## Work task:
Retype the data below, every word of it, exactly.

Dataset content: Begin

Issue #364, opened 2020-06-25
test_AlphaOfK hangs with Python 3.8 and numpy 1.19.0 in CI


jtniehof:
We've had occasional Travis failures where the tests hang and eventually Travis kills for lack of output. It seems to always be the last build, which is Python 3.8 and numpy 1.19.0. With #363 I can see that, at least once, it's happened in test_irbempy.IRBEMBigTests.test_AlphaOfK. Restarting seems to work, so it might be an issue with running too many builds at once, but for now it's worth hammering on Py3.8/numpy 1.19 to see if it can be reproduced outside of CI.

Dataset content: End

## Answer to the exercise:
Issue #364, opened 2020-06-25
test_AlphaOfK hangs with Python 3.8 and numpy 1.19.0 in CI


jtniehof:
We've had occasional Travis failures where the tests hang and eventually Travis kills for lack of output. It seems to always be the last build, which is Python 3.8 and numpy 1.19.0. With #363 I can see that, at least once, it's happened in test_irbempy.IRBEMBigTests.test_AlphaOfK. Restarting seems to work, so it might be an issue with running too many builds at once, but for now it's worth hammering on Py3.8/numpy 1.19 to see if it can be reproduced outside of CI.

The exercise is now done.